● WORK REQUEST: Copy out every line of the data where the word "spiral" is found.

● RECORDS FOR THIS TASK:
+===+
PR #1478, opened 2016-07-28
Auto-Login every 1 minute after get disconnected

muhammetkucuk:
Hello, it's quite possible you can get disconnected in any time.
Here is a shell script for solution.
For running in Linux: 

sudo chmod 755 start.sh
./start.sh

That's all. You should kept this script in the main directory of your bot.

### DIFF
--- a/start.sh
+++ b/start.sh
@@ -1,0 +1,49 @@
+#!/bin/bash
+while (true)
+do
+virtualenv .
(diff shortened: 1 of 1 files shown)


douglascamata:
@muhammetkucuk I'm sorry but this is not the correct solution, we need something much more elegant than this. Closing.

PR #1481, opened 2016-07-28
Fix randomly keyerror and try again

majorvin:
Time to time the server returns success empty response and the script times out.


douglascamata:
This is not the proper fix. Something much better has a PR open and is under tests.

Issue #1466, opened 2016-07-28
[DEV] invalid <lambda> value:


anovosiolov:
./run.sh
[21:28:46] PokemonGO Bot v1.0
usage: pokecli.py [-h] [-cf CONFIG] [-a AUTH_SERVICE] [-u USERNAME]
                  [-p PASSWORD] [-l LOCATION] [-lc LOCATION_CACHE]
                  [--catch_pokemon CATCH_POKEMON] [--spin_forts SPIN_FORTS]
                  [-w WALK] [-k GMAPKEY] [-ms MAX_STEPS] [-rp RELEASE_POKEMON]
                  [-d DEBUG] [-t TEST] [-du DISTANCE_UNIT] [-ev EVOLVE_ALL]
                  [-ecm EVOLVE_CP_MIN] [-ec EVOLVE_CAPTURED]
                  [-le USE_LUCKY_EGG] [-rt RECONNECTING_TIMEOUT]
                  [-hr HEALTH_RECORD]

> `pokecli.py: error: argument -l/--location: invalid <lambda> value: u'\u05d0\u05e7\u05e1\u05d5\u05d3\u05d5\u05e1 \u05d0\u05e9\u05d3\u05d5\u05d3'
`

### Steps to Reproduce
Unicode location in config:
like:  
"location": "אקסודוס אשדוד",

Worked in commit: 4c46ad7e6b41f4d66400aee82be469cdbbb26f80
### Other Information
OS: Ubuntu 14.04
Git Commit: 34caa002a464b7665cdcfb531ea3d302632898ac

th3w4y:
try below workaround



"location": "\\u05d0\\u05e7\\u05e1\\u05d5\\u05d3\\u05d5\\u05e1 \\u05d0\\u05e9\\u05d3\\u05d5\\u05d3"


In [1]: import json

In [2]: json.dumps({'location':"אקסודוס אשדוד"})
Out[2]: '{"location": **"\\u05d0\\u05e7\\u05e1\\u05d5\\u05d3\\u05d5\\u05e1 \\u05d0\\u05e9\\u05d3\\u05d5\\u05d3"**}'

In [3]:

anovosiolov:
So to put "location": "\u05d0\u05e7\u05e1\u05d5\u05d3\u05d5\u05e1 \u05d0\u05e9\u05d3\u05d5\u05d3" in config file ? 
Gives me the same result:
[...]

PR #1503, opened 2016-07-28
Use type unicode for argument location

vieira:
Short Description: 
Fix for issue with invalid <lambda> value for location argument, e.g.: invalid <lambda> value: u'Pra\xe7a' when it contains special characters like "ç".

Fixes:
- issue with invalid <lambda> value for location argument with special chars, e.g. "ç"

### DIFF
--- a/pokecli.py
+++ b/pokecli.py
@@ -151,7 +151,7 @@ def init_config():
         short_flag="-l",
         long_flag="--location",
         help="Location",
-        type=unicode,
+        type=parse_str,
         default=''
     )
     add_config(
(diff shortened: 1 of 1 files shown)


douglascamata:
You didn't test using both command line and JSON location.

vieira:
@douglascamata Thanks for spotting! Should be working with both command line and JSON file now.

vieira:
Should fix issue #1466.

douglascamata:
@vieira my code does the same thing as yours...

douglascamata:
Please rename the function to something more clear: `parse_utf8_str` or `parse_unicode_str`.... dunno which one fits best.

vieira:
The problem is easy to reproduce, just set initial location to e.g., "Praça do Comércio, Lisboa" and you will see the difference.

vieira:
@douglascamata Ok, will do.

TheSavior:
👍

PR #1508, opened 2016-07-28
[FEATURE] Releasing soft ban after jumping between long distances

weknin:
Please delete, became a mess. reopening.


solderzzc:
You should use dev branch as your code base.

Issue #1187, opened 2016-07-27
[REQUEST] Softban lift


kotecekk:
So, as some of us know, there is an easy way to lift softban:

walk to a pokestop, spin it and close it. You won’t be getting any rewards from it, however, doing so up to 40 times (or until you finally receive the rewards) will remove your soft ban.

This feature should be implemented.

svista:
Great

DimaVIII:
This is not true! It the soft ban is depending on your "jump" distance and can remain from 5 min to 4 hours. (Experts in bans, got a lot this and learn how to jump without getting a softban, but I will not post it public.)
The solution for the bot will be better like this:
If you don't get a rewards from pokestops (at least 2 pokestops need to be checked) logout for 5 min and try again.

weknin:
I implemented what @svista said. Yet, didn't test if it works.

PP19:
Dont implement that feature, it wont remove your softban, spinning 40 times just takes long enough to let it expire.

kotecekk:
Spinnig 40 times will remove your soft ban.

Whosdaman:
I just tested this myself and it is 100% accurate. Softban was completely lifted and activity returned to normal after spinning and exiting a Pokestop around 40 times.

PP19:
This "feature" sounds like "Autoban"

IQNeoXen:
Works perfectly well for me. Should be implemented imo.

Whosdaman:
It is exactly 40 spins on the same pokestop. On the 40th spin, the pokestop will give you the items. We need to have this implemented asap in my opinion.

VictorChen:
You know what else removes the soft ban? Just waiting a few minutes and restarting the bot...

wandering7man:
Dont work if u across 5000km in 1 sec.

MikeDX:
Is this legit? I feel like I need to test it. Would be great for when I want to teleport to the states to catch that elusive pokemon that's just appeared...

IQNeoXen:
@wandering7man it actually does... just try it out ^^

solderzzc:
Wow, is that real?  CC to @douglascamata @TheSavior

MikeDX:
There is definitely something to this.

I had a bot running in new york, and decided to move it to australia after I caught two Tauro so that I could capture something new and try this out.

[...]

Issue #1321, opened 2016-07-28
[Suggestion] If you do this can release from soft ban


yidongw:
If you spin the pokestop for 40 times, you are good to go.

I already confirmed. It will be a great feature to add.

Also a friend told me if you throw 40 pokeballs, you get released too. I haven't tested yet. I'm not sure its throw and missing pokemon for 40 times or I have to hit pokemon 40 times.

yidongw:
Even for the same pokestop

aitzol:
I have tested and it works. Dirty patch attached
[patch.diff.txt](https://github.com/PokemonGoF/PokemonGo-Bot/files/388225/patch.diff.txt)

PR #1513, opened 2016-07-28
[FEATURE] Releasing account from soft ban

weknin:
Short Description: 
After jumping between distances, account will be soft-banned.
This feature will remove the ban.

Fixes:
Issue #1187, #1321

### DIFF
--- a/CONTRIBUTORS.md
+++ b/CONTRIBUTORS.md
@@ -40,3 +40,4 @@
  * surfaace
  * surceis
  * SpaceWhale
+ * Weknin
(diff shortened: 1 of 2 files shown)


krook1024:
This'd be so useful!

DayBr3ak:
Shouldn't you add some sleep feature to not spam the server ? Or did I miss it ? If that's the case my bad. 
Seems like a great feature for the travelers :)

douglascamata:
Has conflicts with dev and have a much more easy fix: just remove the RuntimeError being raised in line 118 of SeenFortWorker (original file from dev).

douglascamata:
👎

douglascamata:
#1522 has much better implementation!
+===+
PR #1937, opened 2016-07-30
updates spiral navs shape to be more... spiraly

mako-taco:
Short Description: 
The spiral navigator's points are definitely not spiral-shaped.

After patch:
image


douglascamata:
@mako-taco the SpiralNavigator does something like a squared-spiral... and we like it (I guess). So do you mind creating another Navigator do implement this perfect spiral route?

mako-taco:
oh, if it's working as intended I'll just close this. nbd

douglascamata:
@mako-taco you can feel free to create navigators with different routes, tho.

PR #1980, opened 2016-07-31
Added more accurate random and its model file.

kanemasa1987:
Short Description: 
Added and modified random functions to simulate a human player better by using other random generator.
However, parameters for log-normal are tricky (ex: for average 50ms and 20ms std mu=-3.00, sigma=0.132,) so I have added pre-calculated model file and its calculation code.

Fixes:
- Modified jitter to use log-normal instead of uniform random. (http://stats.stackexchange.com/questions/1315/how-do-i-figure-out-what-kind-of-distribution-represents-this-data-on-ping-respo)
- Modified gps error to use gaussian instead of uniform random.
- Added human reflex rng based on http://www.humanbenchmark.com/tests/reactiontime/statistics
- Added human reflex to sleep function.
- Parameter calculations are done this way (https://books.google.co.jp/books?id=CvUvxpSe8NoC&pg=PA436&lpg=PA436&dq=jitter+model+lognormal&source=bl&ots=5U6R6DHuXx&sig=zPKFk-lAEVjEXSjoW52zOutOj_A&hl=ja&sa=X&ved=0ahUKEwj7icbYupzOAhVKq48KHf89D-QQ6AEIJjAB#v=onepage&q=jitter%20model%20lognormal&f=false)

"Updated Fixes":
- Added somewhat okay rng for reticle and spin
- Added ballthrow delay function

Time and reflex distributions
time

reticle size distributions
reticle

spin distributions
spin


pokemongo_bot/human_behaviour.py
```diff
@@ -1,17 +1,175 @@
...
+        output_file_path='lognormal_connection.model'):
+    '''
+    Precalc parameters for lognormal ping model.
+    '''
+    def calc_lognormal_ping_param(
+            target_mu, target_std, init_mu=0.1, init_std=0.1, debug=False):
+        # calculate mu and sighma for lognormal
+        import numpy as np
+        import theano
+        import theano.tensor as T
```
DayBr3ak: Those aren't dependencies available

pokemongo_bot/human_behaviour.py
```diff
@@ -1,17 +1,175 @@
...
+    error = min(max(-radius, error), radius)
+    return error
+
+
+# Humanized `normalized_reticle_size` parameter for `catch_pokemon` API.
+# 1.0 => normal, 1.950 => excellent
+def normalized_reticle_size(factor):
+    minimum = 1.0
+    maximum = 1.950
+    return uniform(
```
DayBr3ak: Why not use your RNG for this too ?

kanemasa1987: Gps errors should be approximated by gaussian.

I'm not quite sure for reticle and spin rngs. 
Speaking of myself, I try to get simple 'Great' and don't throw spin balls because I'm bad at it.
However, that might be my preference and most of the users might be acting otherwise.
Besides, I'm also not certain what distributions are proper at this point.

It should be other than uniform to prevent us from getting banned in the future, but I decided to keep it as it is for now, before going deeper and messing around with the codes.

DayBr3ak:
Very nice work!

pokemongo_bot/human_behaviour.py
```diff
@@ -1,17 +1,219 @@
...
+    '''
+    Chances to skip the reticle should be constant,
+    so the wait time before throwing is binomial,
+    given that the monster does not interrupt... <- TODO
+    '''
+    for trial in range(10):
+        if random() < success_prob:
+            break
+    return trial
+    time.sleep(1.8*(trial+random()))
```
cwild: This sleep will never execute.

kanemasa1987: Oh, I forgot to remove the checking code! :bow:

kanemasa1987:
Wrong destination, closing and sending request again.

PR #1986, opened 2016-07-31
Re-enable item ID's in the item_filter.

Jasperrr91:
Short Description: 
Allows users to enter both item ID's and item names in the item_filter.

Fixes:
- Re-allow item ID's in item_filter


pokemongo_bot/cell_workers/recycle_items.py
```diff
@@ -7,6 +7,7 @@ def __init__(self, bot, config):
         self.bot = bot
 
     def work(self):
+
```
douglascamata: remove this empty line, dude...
+===+
● THE COMPLETED TASK:
updates spiral navs shape to be more... spiraly
The spiral navigator's points are definitely not spiral-shaped.
@mako-taco the SpiralNavigator does something like a squared-spiral... and we like it (I guess). So do you mind creating another Navigator do implement this perfect spiral route?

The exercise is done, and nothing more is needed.